AB: What have you seen an independent board director do really well to establish the right middle ground relationship between management and institutional investors?
MB: It's a great question and I can share two example cases I’ve been involved in.
An independent director can help resolve a split opinion on whether to accept an offer of acquisition. I was the deciding vote on a board where control was effectively split between management and PE backers. More typically, an independent would not cast a deciding vote but rather influence the decision (i.e., where the investors have a veto right). But in either case, an independent can help to bridge the gap between management and investors. For example, let’s say there's a situation where the investors want to sell and management doesn't. The board might consider a management incentive plan to make a transaction more acceptable to the management. An independent director can help bridge the gap, ask both sides for their input, and try to work a consensus.
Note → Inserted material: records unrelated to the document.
PR #1764, opened 2024-07-20
Noisy simulator performance optimization

orpuente-MS:
This PR introduces two main performance optimizations to the noisy simulator:
 - An `get_unchecked` access in the hot loop of the simulator to avoid bound checks.
 - A cache locality optimization: Because `nalgebra` stores its matrices in column major form, it is very inefficient performing Matrix x Vector multiplications, but fast performing Matrix.transpose() x Vector multiplications. So, if we transpose all Kraus operators when they enter the simulator, we can take advantage of this.

There are other minor perf improvements measured with `iai-callgrind` that give us ~3% better performance each. Mostly operations that were being done manually and now are being done with `nalgebra`.

Here is a screenshot of the total improvement in a 10-qubits and 10 operations circuit measured with `iai-callgrind`:
image

### DIFF
--- a/noisy_simulator/src/instrument.rs
+++ b/noisy_simulator/src/instrument.rs
@@ -110,15 +110,19 @@ fn summed_kraus_operators(operations: &[Operation]) -> Result<Vec<SquareMatrix>,
         if *eigenvalue > 0. {
             let mut kraus_operator = SquareMatrix::zeros(krows, kcols);
             let sqrt_eigenvalue = eigenvalue.sqrt();
+
+            // Perf transformation note: for performance reasons we transpose the
+            // Kraus operators before storing them. We want to store each column
+            // of the eigenvector matrix as a Kraus matrix in row major order, and
+            // then transpose it. But because nalgebra stores and iterates over
+            // its matrices in column major order, we can skip the transposition,
+            // since it is already implicit.
+            //
+            // See noisy_simulator/src/operation.rs/Operation::new for more details.
             for row in 0..choi_dim {
                 let idx = kraus_operator.vector_to_matrix_index(row);
                 kraus_operator[idx] = sqrt_eigenvalue * eigenvectors[(row, col)];
             }
-
-            // Perf transformation note: for performance reasons we transpose the
-            // Kraus operators before storing them.
-            // See noisy_simulator/src/operation.rs/Operation::new for more details.
-            // kraus_operator.transpose_mut();
 
             summed_kraus_operators.push(kraus_operator);
         } else if *eigenvalue < -TOLERANCE {
@@ -151,6 +155,8 @@ fn compute_choi_matrix(operations: &[Operation]) -> SquareMatrix {
 /// Perf transformation note: Typically vectorization stacks the
 /// rows of a matrix into a single column vector. But since we
 /// transposed all matrices until now, we stack the columns instead.
+///
+/// See `noisy_simulator/src/operation.rs/Operation::new` for more details.
 fn vectorize<T: nalgebra::Scalar + Copy>(matrix: &DMatrix<T>) -> DVector<T> {
     let mut vectorized_matrix = DVector::<T>::from_vec(Vec::<T>::new());
     for column in matrix.column_iter() {
--- a/noisy_simulator/src/instrument.rs
+++ b/noisy_simulator/src/instrument.rs
@@ -8,6 +8,7 @@
 mod tests;
 
 use crate::{operation::Operation, Error, SquareMatrix, TOLERANCE};
+use nalgebra::{DMatrix, DVector};
 
 /// An instrument is the means by which we make measurements on a quantum system.
 pub struct Instrument {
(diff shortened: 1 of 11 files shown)


noisy_simulator/src/instrument.rs
```diff
@@ -151,19 +135,32 @@ fn summed_kraus_operators(operations: &[Operation]) -> Result<Vec<SquareMatrix>,
...
+/// Perf transformation note: Typically vectorization stacks the
+/// rows of a matrix into a single column vector. But since we
+/// transposed all matrices until now, we stack the columns instead.
+///
+/// See `noisy_simulator/src/operation.rs/Operation::new` for more details.
+fn vectorize<T: nalgebra::Scalar + Copy>(matrix: &DMatrix<T>) -> DVector<T> {
+    let mut vectorized_matrix = DVector::<T>::from_vec(Vec::<T>::new());
+    for column in matrix.column_iter() {
+        vectorized_matrix.extend(column.iter().copied());
+    }
```
idavis, line 164: Instead of extending, can we initialize the `vectorized_matrix` as we should know its final size before the loop

noisy_simulator/src/kernel.rs
```diff
@@ -54,22 +60,44 @@ pub fn apply_kernel(
     let mut new_entries = ComplexVector::zeros(num_elements);
     for s in 0..state.len() {
         if (s & mask) == 0 {
-            new_entries.fill(Complex::ZERO);
-
             // Extract relevant entries into a vector to make the gate application easier.
             for k in 0..num_elements {
```
idavis, line 64: Need to double check, but if you were to use `index_offsets.len()` the compiler should be able to infer get_unchecked without resorting to explicitly calling unsafe code.

noisy_simulator/src/kernel.rs
```diff
@@ -54,22 +60,44 @@ pub fn apply_kernel(
...
-                state[idx] = new_entries[k];
+                // SAFETY: index_offsets and new_entries have size `num_elements`,
+                // so those get_unchecked are safe. state.get_unchecked(idx) is safe because:
+                //  1. s has total_qubits_in_system bits
+                //  2. index_offset has total_qubits_in_system bits
+                //  3. Therefore, idx = s | index_offset also has total_qubits_in_system bits.
+                //  4. idx < (1 << total_qubits_in_system) = state.len() because
+                //     it has (total_qubits_in_system + 1) bits.
+                //  5. Therefore state.get_unchecked(idx) is safe.
+                let idx = s | unsafe { index_offsets.get_unchecked(k) };
```
idavis, line 97: Same as above

noisy_simulator/src/kernel.rs
orpuente-MS: Indeed, I was able to remove the first `get_unchecked(k)` while still skipping the bound check. Just doing `for k in 0..index_offsets.len()` didn't work. I had to do `(0..index_offsets).for_each(|k| { ... })` to be able to remove the bound check there.

I tried several approaches to try to remove the `extracted_entries.get_unchecked_mut(k)` on the second unsafe block, but nothing worked. Here is a list of the things I tried:
 - An assert `assert!(index_offsets.len() == extracted_entries.len())` at the beginning of the loop.
 - An assert at the beginning of the outer loop.
 - `for _ in _` zipped iteration.
 - `for_each` zipped iteration.

noisy_simulator/src/instrument.rs
```diff
@@ -97,49 +98,32 @@ impl Instrument {
...
-                .sum::<SquareMatrix>()
-        })
-        .sum();
-
+    let choi_matrix = compute_choi_matrix(operations);
     let (choi_dim, _) = choi_matrix.shape();
     let eigen_decomposition = choi_matrix.symmetric_eigen();
     let eigenvectors = eigen_decomposition.eigenvectors;
     let eigenvalues = eigen_decomposition.eigenvalues;
     let mut summed_kraus_operators = Vec::new();
```
idavis, line 106: Given that an eigenvalue <= 0 is an error case, would it make sense to preallocate the summed_kraus_operateors vector to the length of the eigenvalues?

noisy_simulator/src/instrument.rs
```diff
@@ -97,49 +98,32 @@ impl Instrument {
...
 
+    let (krows, kcols) = operations[0].kraus_operators()[0].shape();
```
idavis, line 108: Do we have an invariant somewhere that makes both of these index operations safe?

noisy_simulator/src/instrument.rs
orpuente-MS: Yes, you are right.

noisy_simulator/src/instrument.rs
orpuente-MS: Yes, we have two invariants:
 1. When the `kraus_operators: Vec<SquareMatrix>` enters `Operation::new` we check that it contains at least one kraus operator, else we return an `Err`.
 2. When `operations: Vec<Operation>` enters `Instrument::new` we check that it contains at least one `Operation`, else we return an `Err`.

idavis (approved):

noisy_simulator/src/instrument.rs
```diff
@@ -97,49 +98,32 @@ impl Instrument {
...
+    let mut summed_kraus_operators = Vec::with_capacity(eigenvalues.len());
 
+    let (krows, kcols) = operations[0].kraus_operators()[0].shape();
     for (col, eigenvalue) in eigenvalues.iter().enumerate() {
         if *eigenvalue > 0. {
-            let (krows, kcols) = operations[0].kraus_operators()[0].shape();
             let mut kraus_operator = SquareMatrix::zeros(krows, kcols);
             let sqrt_eigenvalue = eigenvalue.sqrt();
+
+            // Perf transformation note: for performance reasons we transpose the
```
DmitryVasilevsky, line 114: Here and in other places. I suggest we drop 'transformation' and just say 'Perf note'. Not sure what you mean by transformation and if it makes things clearer.

orpuente-MS: Thanks for the feedback. I changed "Perf transformation note" to "Performance note", to keep the trend of not shortening words.

billti (approved):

A more mundane example is dealing with employee compensation as the company scales. Some boards have a compensation committee, some don't; the formality around this topic varies widely. Oftentimes you'll have a board that doesn't have very generous views around compensation. They may have a CEO who is requesting an increase in the stock option pool for retention of employees. Investors might be reluctant to offer that increase since it dilutes them, but an independent board director can step in and endorse the viewpoint that the board should be giving the CEO the tools to more effectively recruit and retain people whether it's cash or stock-based compensation. I was involved in a situation where I helped get a compensation committee to build trust in and commit to an objective, neutral process to benchmark and get some of what management wanted done, done. Management was happy that somebody stepped up and spent more time on the topic. At the same time, the busy VC’s (editor’s note: we discussed this topic more in this edition) on the board were just glad that somebody did the work and it wasn't them. But it was objectively probably a good idea.
AB: One or two independent board seats?
MB: It depends on the size of the board. One at a board size of three to five and then I would go two at a board size of seven and up. The breakdown of board members (ie: independent vs. not) is usually written into the investment agreement.
AB: You've obviously done a lot of amazing things on both the investing and operating side of things. If you had to choose one, what experience of yours has taught you the most about how to be a great independent board director?
MB: It was being a lawyer and sitting in as a secretary on a bunch of different board meetings. First of all, you see more board meetings than almost anybody else does because you're there taking notes. Second of all, you see all the issues we've talked about brought to light— who's spending a lot of time on their board responsibilities, who's prepared, who is helping to try to bridge gaps and engage in collaborative decision making, who is being divisive and saying unhelpful things, who is being transparent and who is hiding behind their lawyers or partners.
During that experience, I took notes as I saw the different kinds of behavior and different kinds of people. And in my mind, I was like: ‘this is the kind of board member I would want if I were a CEO’ and that's still the way I think about this. I ask myself ‘how can I be really useful to the CEO and make a difference’ and it's not by acting like another VC on the board— most companies have enough of that. But it's also not by just being a reflexive pro-management proxy or trying to avoid conflict. The key is being engaged in the financial and operational decisions with a real opinion, but a small ego.